_What to produce_.
Copy out each line of the entries where the word "from" is present.

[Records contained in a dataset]

-*-

PR #1861, opened 2023-01-24
Fix: rename SamplesReport as BoxReport

### LINKED ISSUE #1860: Rename SamplesReport resource as BoxReport
The displayed named for the feature is "Box Report" but the internal resource name is SamplesReport, this is leading to a dichotomy (external & internal names are different) and is a source of confusion when editing roles, because the box report policies are for the SamplesReport entity.

Let's settle on a single name: BoxReport.

ysbaddaden:
fixes #1860


leandroradusky:
Hi  @ysbaddaden,

The PR looks good, but I think we should wait for the approval of @diegoliberman to move the merge forward: there was mentioned by the university the possibility of making reports of individual samples (i.e. composing samples coming from different boxes), that's why I named the entity like that. 

This is also true "productwise": even if not implemented now, it could be good to have the ability to make reports for whatever samples we want. Some examples: make a report comprising the results of all the boxes sent to an awardee, or one specific technology/machine, or made of individual samples sent separately, etc. 

That's why i.e. I limited the `box_selector` to one box, but everything should work if we allow the box selector allows to add `n` boxes. For individual samples, with minor logic tweaks using a `samples_selector` should allow us to create these reports I'm mentioning.

diegoliberman:
I prefer to think it as a report of samples. The box is just a facilitator for filtering the samples included in the report. But Julien is making a good point. Perhaps we can change the UI titles? Something like "Samples reports from boxes" could work? The menu entry within samples could be just "Reporting". What do you think?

-*-

_Reply_.
The PR looks good, but I think we should wait for the approval of @diegoliberman to move the merge forward: there was mentioned by the university the possibility of making reports of individual samples (i.e. composing samples coming from different boxes), that's why I named the entity like that. 
I prefer to think it as a report of samples. The box is just a facilitator for filtering the samples included in the report. But Julien is making a good point. Perhaps we can change the UI titles? Something like "Samples reports from boxes" could work? The menu entry within samples could be just "Reporting". What do you think?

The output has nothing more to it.